__Collected data entries__:
★ ★ ★ ★

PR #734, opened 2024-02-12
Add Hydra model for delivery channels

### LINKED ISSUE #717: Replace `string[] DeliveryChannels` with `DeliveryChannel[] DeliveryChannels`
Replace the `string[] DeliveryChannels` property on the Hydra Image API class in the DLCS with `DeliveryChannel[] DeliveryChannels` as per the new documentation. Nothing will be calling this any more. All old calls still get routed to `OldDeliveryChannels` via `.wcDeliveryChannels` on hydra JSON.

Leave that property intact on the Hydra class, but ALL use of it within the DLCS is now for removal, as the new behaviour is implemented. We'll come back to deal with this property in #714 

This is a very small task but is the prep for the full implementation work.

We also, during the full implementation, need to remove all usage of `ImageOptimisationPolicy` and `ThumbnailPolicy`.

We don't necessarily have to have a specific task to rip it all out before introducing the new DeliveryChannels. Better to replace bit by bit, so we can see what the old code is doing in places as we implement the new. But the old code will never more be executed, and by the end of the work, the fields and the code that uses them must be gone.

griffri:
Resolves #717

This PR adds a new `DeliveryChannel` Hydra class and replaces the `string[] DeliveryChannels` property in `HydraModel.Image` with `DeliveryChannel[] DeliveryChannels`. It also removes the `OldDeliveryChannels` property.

★ ★ ★ ★

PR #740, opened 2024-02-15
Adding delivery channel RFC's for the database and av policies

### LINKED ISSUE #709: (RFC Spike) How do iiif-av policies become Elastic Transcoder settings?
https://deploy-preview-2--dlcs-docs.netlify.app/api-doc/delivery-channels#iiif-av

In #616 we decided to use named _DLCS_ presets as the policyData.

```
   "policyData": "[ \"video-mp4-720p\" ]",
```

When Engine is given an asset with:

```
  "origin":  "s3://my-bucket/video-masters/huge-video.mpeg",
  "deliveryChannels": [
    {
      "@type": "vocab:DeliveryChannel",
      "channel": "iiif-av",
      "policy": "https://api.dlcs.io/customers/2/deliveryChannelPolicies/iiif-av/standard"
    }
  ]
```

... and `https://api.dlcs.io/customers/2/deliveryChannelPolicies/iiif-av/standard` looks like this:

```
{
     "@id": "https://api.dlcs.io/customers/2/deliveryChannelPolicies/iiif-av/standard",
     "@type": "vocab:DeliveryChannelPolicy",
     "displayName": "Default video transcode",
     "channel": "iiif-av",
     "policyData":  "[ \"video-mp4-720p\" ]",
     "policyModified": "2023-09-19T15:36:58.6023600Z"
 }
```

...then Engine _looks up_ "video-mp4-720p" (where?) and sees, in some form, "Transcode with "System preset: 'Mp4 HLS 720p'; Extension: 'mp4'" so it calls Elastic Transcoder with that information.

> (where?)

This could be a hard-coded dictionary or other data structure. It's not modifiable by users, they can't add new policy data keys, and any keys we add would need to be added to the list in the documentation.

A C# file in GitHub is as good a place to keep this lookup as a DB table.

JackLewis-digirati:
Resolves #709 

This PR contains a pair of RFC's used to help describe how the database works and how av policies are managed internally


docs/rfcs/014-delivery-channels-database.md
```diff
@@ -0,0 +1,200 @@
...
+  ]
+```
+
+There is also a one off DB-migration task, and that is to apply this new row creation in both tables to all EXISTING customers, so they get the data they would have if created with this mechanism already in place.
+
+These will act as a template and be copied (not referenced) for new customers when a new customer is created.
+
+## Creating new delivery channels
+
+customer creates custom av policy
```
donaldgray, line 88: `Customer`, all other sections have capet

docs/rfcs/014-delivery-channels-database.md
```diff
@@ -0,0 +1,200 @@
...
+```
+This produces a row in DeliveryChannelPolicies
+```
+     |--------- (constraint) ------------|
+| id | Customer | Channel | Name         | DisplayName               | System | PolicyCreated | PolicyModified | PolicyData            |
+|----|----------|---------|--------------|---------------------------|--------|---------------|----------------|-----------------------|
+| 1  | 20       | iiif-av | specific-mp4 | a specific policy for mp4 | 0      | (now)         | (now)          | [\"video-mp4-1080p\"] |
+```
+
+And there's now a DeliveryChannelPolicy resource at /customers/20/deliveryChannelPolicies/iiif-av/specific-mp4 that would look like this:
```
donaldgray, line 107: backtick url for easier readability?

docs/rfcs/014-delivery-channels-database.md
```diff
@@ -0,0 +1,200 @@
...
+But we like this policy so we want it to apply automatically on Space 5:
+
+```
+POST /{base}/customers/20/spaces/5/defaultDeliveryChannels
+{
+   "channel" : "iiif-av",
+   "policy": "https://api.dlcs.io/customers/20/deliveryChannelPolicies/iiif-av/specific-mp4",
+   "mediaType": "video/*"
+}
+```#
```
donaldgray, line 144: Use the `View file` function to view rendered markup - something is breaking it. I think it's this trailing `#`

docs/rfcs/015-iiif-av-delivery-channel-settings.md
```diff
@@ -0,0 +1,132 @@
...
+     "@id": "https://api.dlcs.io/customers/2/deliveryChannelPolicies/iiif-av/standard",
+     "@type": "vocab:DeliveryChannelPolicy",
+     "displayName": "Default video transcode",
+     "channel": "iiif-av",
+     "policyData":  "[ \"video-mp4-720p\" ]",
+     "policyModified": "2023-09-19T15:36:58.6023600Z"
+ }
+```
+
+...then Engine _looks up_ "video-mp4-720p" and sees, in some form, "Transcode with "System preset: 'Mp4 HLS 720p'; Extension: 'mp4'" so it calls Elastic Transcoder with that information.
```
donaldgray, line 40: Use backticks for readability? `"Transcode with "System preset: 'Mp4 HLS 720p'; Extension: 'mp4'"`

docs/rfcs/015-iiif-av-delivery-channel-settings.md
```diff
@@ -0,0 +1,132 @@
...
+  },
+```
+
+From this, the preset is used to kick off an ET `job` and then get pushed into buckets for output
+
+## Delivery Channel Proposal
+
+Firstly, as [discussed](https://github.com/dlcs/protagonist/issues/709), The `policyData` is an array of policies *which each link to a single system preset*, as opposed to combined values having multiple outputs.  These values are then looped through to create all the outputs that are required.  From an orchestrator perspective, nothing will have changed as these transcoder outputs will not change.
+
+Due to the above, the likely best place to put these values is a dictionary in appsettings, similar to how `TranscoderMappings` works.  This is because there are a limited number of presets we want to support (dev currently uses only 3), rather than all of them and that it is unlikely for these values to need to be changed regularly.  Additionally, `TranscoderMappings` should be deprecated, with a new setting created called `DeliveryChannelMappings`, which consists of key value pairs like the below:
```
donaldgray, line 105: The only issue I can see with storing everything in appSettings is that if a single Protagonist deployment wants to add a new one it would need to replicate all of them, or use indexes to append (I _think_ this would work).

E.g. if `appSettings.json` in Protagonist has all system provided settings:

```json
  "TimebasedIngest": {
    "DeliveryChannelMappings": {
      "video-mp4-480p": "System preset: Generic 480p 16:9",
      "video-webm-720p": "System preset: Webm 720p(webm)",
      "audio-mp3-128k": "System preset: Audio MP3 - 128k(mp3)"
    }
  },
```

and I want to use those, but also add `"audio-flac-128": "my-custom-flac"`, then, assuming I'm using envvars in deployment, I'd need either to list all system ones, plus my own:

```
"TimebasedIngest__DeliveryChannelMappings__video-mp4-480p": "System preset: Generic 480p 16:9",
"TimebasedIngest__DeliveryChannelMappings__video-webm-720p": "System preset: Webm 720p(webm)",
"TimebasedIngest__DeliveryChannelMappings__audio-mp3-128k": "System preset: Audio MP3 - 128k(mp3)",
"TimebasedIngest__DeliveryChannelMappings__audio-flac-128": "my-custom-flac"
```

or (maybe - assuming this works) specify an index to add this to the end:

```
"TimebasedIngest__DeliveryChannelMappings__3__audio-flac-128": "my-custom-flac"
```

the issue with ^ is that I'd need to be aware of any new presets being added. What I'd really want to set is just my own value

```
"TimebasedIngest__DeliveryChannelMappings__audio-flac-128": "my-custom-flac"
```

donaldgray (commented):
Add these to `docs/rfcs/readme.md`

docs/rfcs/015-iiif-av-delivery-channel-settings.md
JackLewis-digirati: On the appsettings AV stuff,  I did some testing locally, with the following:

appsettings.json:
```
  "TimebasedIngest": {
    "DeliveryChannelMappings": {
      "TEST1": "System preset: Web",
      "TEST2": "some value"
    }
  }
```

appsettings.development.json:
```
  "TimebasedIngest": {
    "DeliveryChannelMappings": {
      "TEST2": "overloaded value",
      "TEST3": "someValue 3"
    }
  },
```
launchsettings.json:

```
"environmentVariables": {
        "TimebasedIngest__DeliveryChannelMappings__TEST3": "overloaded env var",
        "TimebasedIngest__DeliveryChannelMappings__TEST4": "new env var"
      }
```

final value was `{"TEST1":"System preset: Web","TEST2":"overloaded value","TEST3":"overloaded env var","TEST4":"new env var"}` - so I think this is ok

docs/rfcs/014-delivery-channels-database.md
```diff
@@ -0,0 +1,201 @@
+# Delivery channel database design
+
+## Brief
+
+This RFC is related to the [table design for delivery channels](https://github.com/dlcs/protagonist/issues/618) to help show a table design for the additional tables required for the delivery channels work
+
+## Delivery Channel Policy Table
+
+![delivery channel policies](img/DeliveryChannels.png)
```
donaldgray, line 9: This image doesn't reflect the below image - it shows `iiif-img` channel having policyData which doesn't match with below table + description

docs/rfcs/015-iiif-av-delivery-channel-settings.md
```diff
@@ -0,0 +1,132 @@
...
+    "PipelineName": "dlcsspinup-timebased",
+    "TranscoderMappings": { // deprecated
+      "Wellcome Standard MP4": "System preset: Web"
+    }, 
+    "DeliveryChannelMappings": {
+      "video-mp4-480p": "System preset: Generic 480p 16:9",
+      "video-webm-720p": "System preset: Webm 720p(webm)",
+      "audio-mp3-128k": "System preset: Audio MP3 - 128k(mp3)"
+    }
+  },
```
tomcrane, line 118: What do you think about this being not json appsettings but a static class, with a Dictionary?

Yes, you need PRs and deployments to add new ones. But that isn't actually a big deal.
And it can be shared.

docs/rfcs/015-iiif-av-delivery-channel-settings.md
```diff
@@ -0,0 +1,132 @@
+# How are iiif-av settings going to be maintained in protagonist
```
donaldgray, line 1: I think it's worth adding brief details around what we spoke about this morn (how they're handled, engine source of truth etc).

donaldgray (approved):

★ ★ ★ ★

__Task details__: Set down exactly the lines of the data above, beginning with the line that has "PR #734, opened 2024-02-12" and ending with the line that has "This is a very", and no others.

__Your response__:
PR #734, opened 2024-02-12
Add Hydra model for delivery channels

### LINKED ISSUE #717: Replace `string[] DeliveryChannels` with `DeliveryChannel[] DeliveryChannels`
Replace the `string[] DeliveryChannels` property on the Hydra Image API class in the DLCS with `DeliveryChannel[] DeliveryChannels` as per the new documentation. Nothing will be calling this any more. All old calls still get routed to `OldDeliveryChannels` via `.wcDeliveryChannels` on hydra JSON.

Leave that property intact on the Hydra class, but ALL use of it within the DLCS is now for removal, as the new behaviour is implemented. We'll come back to deal with this property in #714 

This is a very small task but is the prep for the full implementation work.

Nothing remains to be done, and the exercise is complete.